🤖 AI Summary
Existing agent-based search systems face three key challenges: unstable natural language reasoning trajectories, context explosion due to accumulation of raw intermediate traces, and sharp performance degradation on complex multi-hop queries. This paper introduces a structured symbolic action protocol coupled with a compact context register mechanism. We propose the first tripartite symbolic action framework—comprising Planning, Solving, and Backtracking spaces—to enable parseable, traceable, and controllable logical reasoning. Additionally, we design a lightweight context register that dynamically compresses state representations and suppresses unbounded context growth. Our method integrates symbolic modeling, protocol-driven action design, context state compression, and LLM/LRM-guided multi-step tool invocation with reflective refinement.
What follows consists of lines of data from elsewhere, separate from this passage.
PR #851, opened 2019-02-01
unfork Akka for 2.13

SethTisue:
or rather, use the same fork we use in 2.12

### DIFF
--- a/configs/community.dbuild
+++ b/configs/community.dbuild
@@ -488,8 +488,15 @@ build += {
     ]
   }
 
-  // 2.13: we're forked, and the fork is behind what we use in 2.12,
-  // but we should probably just leave it alone until the Akka team publishes for 2.13.0-M5
+  // frozen (January 2019) at v2.5.20.  this repo is volatile (very
+  // frequent commits) and when it needs to be rebuilt, the testing
+  // takes a long time (especially akka-more) and the downstream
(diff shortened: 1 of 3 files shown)


SethTisue:
but this will have to wait until I fix genjavadoc

SethTisue:
> but this will have to wait until I fix genjavadoc

I fixed genjavadoc today, but now scala-java8-compat is the blocker

SethTisue:
attempting to unfork for 2.12, first, at #865

SethTisue:
@ennru points out that Akka has already published for M5, so why wouldn't it be green here?

scala-java8-compat has published for M5 as well, though @Ichoran is still working on https://github.com/scala/scala-java8-compat/issues/113

it's now close enough to 2.13.0-RC1 release time that I should probably look for a way to work around this in the community build somehow, rather than wait for Rex (I already did such a workaround once, e.g. 
https://github.com/scala/scala-java8-compat/issues/113#issuecomment-414069372)

SethTisue:
We used a branch of Lukas's. The Akka team is working on publishing for RC1; once they publish we ought to be able to unfork.

SethTisue:
rather than keep this ticket open, I think it's fine to just assume I'll get to it in the course of my usual rounds

PR #853, opened 2019-02-04
Add network and disk requirements

ashawley:
This may be useful to disclaim to potential local runners.

### DIFF
--- a/README.md
+++ b/README.md
@@ -10,6 +10,9 @@ a corpus of Scala open source projects together using Lightbend's
 It's **3.2 million lines** of Scala code, total,
 from **185 projects** (as of January 2019),
 and takes about **15 hours** to run.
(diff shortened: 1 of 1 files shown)


ashawley:
@SethTisue These are my hunches.  Do you have better numbers?

SethTisue:
Thanks, but I'd like to keep the readme slender — just a few sentences to attract interest — and use the wiki for more in-depth info. Could you add this here instead? 👉 https://github.com/scala/community-builds/wiki/Local-runs

re: bandwidth, but I guess it's okay to say something like "several gigabytes", surely that's in the ballpark.

As for disk space, I'd say ~30G instead of ~20G

ashawley:
Yup, will add it to the Wiki. Thanks.

PR #882, opened 2019-03-28
add missing include filter in repo config

lrytz:


lrytz:
going for 2.12.x instead https://github.com/scala/community-builds/pull/883

PR #891, opened 2019-04-11
fix sconfig using jodersky spray-json fork

SethTisue:
fyi @ekrich

### DIFF
--- a/configs/community.dbuild
+++ b/configs/community.dbuild
@@ -915,7 +915,9 @@ build += {
     uri:  ${vars.uris.spray-json-uri}
     extra.projects: ["sprayJsonJVM"]
     // otherwise sbt-gpg errors on `publish`
-    "set every gpgWarnOnFailure := true"
+    extra.commands: ${vars.default-commands} [
+      "set every gpgWarnOnFailure := true"
+    ]
   }
 
   // forked (September 2018) for JDK 11 friendliness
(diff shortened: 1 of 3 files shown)


SethTisue:
https://scala-ci.typesafe.com/view/scala-2.12.x/job/scala-2.12.x-integrate-community-build/4340/

ekrich:
Is the spray-json fork in the community build as well or does this just keep track of it as a `sconfig` dependency? 

Is the extra sbt setting something that could be changed in the build or is that a common thing?

SethTisue:
> Is the spray-json fork in the community build as well or does this just keep track of it as a `sconfig` dependency?

I'm currently trying to add the fork to the community build and use it on all projects that use spray-json, not just for sconfig. If that doesn't work out, I'll try using the fork in sconfig only.

> Is the extra sbt setting something that could be changed in the build or is that a common thing?

If you mean the change I made to the sconfig section, I took that out, I must have been confused and/or fat-fingered something, not sure what I was thinking.

SethTisue:
in a local test, `[info] Project sconfig---------------------: SUCCESS (project rebuilt ok)`, so then I just need to see if anything else breaks.

https://scala-ci.typesafe.com/view/scala-2.12.x/job/scala-2.12.x-integrate-community-build/4342/

ekrich (commented):
I was referring to this change. I'm not sure how to do a review with the code highlighted. Anyway, this line. `"set every gpgWarnOnFailure := true"`

SethTisue:
oh, it's not important either way, feel free to set that in your build or not, it's fine. it's pretty common that we have to tweak this in the community build for repos that use sbt-gpg

SethTisue:
as an afterthought on this, it probably would have made more sense to set `organization` in the spray-json config section, rather than changing the organization in every downstream repo :-/

ekrich:
I guess I saw that but not all that familiar with the setup. There will be more opportunities for clean up I'm sure 😄

PR #900, opened 2019-05-03
(wip) sbt 1.3.0-M3

eed3si9n:


dwijnand:
You can bring back play-ws with https://github.com/dwijnand/play-ws/tree/avoid-sbt-1.3-regression or when https://github.com/playframework/play-ws/pull/338 is merged.

SethTisue:
is it too early to move the whole build to 1.3.0-RC1?

(if there are a handful of troublesome projects, we could override those to stick with 1.2.8 for now)

eed3si9n:
We should certainly try moving to 1.3.0-RC1, and fork the breakers if we have to.

SethTisue:
okay let's move to #909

Evaluated on Qwen2.5/3 series models, our approach consistently and significantly outperforms state-of-the-art baselines on multi-hop question answering—under both prompting-only and fine-tuning regimes.
📝 Abstract
Recent advances in Large Language Models (LLMs) and Large Reasoning Models (LRMs) have enabled agentic search systems that interleave multi-step reasoning with external tool use. However, existing frameworks largely rely on unstructured natural-language reasoning and accumulate raw intermediate traces in the context, which often leads to unstable reasoning trajectories, context overflow, and degraded performance on complex multi-hop queries. In this study, we introduce Laser, a general framework for stabilizing and scaling agentic search. Laser defines a symbolic action protocol that organizes agent behaviors into three spaces: planning, task-solving, and retrospection. Each action is specified with explicit semantics and a deterministic execution format, enabling structured and logical reasoning processes and reliable action parsing. This design makes intermediate decisions interpretable and traceable, enhancing explicit retrospection and fine-grained control over reasoning trajectories. In coordination with parsable actions, Laser further maintains a compact context register that stores only essential states of the reasoning process, allowing the agent to reason over long horizons without uncontrolled context expansion. Experiments on Qwen2.5/3-series models across challenging multi-hop QA datasets show that Laser consistently outperforms existing agentic search baselines under both prompting-only and fine-tuning settings, demonstrating that Laser provides a principled and effective foundation for robust, scalable agentic search.